# Electric Baseboard - Standard vs Linear Convector



## katwalatapan (Jul 7, 2012)

Hello,

I have a few application related queries concerning standard, electric baseboards with front heat discharge and linear, convectors with top heat discharge.

I understand that the linear convectors are more compact, but are following concerns valid:

1. Linear convectors provide uneven area heating as they are compact and only provide concentrated heat on small wall space.
2. Paint gets cracked with linear convector installation rather than standard, electric baseboard.

Would appreciate any other concerns I should consider when choosing linear convector over standard, electric baseboard.

Thank you.


----------



## PlugsAndLights (Jan 19, 2016)

I prefer the old style baseboards. Like you mentioned, the heat isn't as 
concentrated. Also seems to me the wide open top on the new ones is an
opportunity for combustible debris to fall in and build up. 
P&L


----------



## 99cents (Aug 20, 2012)

You're getting the terms mixed up. Linear is the typical baseboard, a convector is the Euro style convector. Most of the convectors I know of have front discharge.

It depends on the application. If you have a closed room like a bedroom, a single convector is fine. If you have a larger area, spacing out lower wattage convectors is a good idea. Around an exterior door, you might want to install fan forced to heat the area up quicker after the door is opened.

Most often it comes down to cost. Baseboard heaters are cheap in comparison. Euro convectors often have expensive electronic controls.


----------



## B-Nabs (Jun 4, 2014)

99, some of the newer baseboards with vent at the top instead of the front are indeed called linear convectors. Then again some of the manufacturers have two models that look identical to me, one called baseboard and one called linear convector. I don't know what the difference is.

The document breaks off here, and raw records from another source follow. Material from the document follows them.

Issue #1084, opened 2021-09-27
Design improved provider get experience


danieldreier:
This is a meta-issue tracking a set of possible improvements around using providers. This is a research and design task. 

There are several issues to be solved:

1. Users do not reliably understand how to use pre-built providers [Now]
https://github.com/hashicorp/terraform-cdk/issues/831
https://github.com/hashicorp/terraform-cdk/issues/953
https://github.com/hashicorp/terraform-cdk/issues/318

2. Interacting with cdktf.json is a point of friction while getting started [Now]
https://github.com/hashicorp/terraform-cdk/issues/228
https://github.com/hashicorp/terraform-cdk/issues/160
https://github.com/hashicorp/terraform-cdk/issues/228

3. Synthesizing CDKTF provider bindings is relatively slow [Later] 
https://github.com/hashicorp/terraform-cdk/issues/791
https://github.com/hashicorp/terraform-cdk/issues/578

4. Finding provider documentation is hard on people [Later]
https://github.com/hashicorp/terraform-cdk/issues/748

**Goal**
The purpose of this task is to reserve design time for designing a simplified UX that address as many of these inter-connected issues as can be feasibly built within a one-month iteration. The outcome of this should be scoped, ticketed work in the next release (and subsequent ones, if it won't fit) that references back to this issue.

**Proposed Design Direction**
My sense is that this is a case where the CLI workflow should be improved such that people don't need to understand (or read documentation on) provider generation as a pre-requisite to using cdktf in typical, basic use cases. I'm open to alternative solutions.

I believe there are two parts to solving this:
1. Improve UX for interacting with the provider configuration and generation workflow, and
2. Fix performance issues, metadata information, odds and ends of small papercut issues that are technically not related but are thematically connected to this UX

My proposal (to solve items 1 and 2) is for a [CLI subcommand](https://github.com/hashicorp/terraform-cdk/issues/877) that is the primary interface to adding, removing, and updating providers. Ideally, this would also help people generate/find provider documentation, but that might be too much scope expansion.

See also:
* https://github.com/hashicorp/terraform-cdk/issues/218
* [local providers](https://www.terraform.io/docs/cli/config/config-file.html#development-overrides-for-provider-developers) are notoriously hard for people to figure out how to install. Ideally, we should provide a simple workflow that allows people to install, generate bindings for, and use a local provider without having to figure out what Terraform folder to put them in.

chiayuan:
So excited about this improvement!
[...]

PR #1125, opened 2021-10-05
feat(cli): Enable to override 'checkCodeMakerOutput'

mypmc:
To synthesize using [Bazel](https://bazel.build/) and [rules_nodejs](https://github.com/bazelbuild/rules_nodejs).

Here is an example, snipped unnecessary parts, of `BUILD.bazel`.

```python
ts_project(
    name = "compile",
    srcs = ["main.ts"],
    deps = [
        ":code_maker_output",
        "@npm//cdktf",
        "@npm//constructs",
    ],
)

cdktf(
    name = "synth",
    outs = [
        "cdktf.out/manifest.json",
        "cdktf.out/stacks/a/cdk.tf.json",
        "cdktf.out/stacks/b/cdk.tf.json",
        "cdktf.out/stacks/c/cdk.tf.json",
    ],
    args = [
        "synth",
        "--output",
        "$(@D)/cdktf.out",
    ],
    data = [
        ":compile",
        ":main.js",
    ],
    env = {
        "CDKTF_APP": "node $(execpath :main.js)",
    },
)
```

The build `:synth` above fails by `fs.pathExists(config.codeMakerOutput)`.
Because, from the bazel's point of view, it is `:compile` not `:synth` that depends on `:code_maker_output`.
Disabling this check allow us to synthesize easily with Bazel.


jsteinich:
@mypmc at what point are you running `cdktf get`? The check exists as a means to improve the error messaging when it has been ran but should have been.

mypmc:
> at what point are you running `cdktf get`?

Just before `:compile` like this.

```python
ts_project(
    name = "code_maker_output",
    srcs = glob([".gen/**/*.ts"]),
    tsconfig = ":tsconfig",
    deps = [
        "@npm//cdktf",
        "@npm//constructs",
    ],
)
```

> The check exists as a means to improve the error messaging when it has been ran but should have been.

Make sense.
The problem is that the check, which is for improving error messages, prevents synthesizing in our case.

mypmc:
From 63225d14e8bcd5f7f10a735fa62a480da4e041c8, it turns out that the above workaround does not work.
If you have decided which option to go(or both?), let me know.

jsteinich:
@mypmc apologies for the delay. I'll make sure to poke the team on this once they are back in the new year.

skorfmann (changes requested):
> I'd also lean towards either option 1 or 3. However, I'd keep in mind, that we might touch this when we [improve the provider get experience](https://github.com/hashicorp/terraform-cdk/issues/1084). For example further checks could be introduced and might call for renaming the flag to something like `disableGeneratedProvidersCheck` or similar.

Since this flag is essentially doing what `checkCodeMakerOutput` is checking, it should be somehow streamlined. So,  leaning towards option 3 and could make it a dedicated flag on top of this if necessary. No strong opinion on the naming.

packages/@cdktf/provider-generator/lib/config.test.ts
```diff
@@ -23,6 +23,19 @@ describe("parseConfig", () => {
     `);
   });
 
+  it("parses 'checkCodeMakerOutput'", async () => {
```
jsteinich, line 26: Maybe rename this test since it's not obvious that it is parsing correctly (even though the output is correct).

packages/@cdktf/provider-generator/lib/config.ts
```diff
@@ -245,8 +245,11 @@ export const parseConfig = (configJSON?: string) => {
     ...JSON.parse(configJSON || "{}"),
   };
 
-  config.checkCodeMakerOutput =
-    isPresent(config.terraformModules) || isPresent(config.terraformProviders);
+  if (config.checkCodeMakerOutput == undefined || config.checkCodeMakerOutput) {
```
jsteinich, line 248:
```suggestion
  if (config.checkCodeMakerOutput === undefined || config.checkCodeMakerOutput) {
```

packages/cdktf-cli/bin/cmds/synth.ts
```diff
@@ -22,6 +22,11 @@ class Command implements yargs.CommandModule {
         desc: "Stack to output when using --json flag",
         type: "string",
       })
+      .option("check-code-maker-output", {
```
jsteinich, line 25: I think this isn't needed since the value specified in `cdktf.json` will be honored.

jsteinich (changes requested):
A couple nit things and I think we no longer need the cli option. Happy discuss further though.

packages/cdktf-cli/bin/cmds/synth.ts
mypmc: It seems a bit unnatural to me that such a simple flag is an option that can only be specified in a config file. 

The field `checkCodeMakerOutput` seems to be used only in `synth` so far.
So, IMAO, it seems most explicit to remove the field from the Config interface and implement it as a method.
WDYT??

mypmc: I tried to implement it, WDYT??

jsteinich: There currently aren't very many arguments to the `synth` command. I believe there is value in keeping it that way, especially since there is already a configuration file.

Also, `codeMakerOutput` is already only present in the configuration file, so I think it makes sense to keep an option corresponding to its use next to it.

All that said, it probably doesn't really matter. Either way it is functionality that needs supporting.

packages/cdktf-cli/bin/cmds/synth.ts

Wall convectors are a different animal.


----------



## wcord (Jan 23, 2011)

I've installed a couple of the Dimplex heaters. Never again. The design is a heater waiting to create a fire. Cooks the walls and one can not hang curtains above them. And since under the windows is where heaters are placed, there are going to be curtains. 
The open grill is a magnet for little kids to drop stuff into. Wonder how long it takes to melt a crayon in one of those heaters?
Dimplex has modified the design a bit and even had a kit which would stand the heater off the wall, in order to give better air flow to help prevent the wall from cooking. Didn't work!
Winnipeg Housing Authority specifically prohibits the installation of this type of heater due to the excessive wall temperatures.
Rumor is that the engineer who came up with this design is no longer working for Dimplex

Do you sell a favour and install the conventional style heater, and if space is at a premium, use a fan forced unit.(like a Stelpro RWF)


----------



## sbrn33 (Mar 15, 2007)

I haven't installed a new baseboard heater since I discovered cove heat. 

http://www.radiantsystemsinc.com/


----------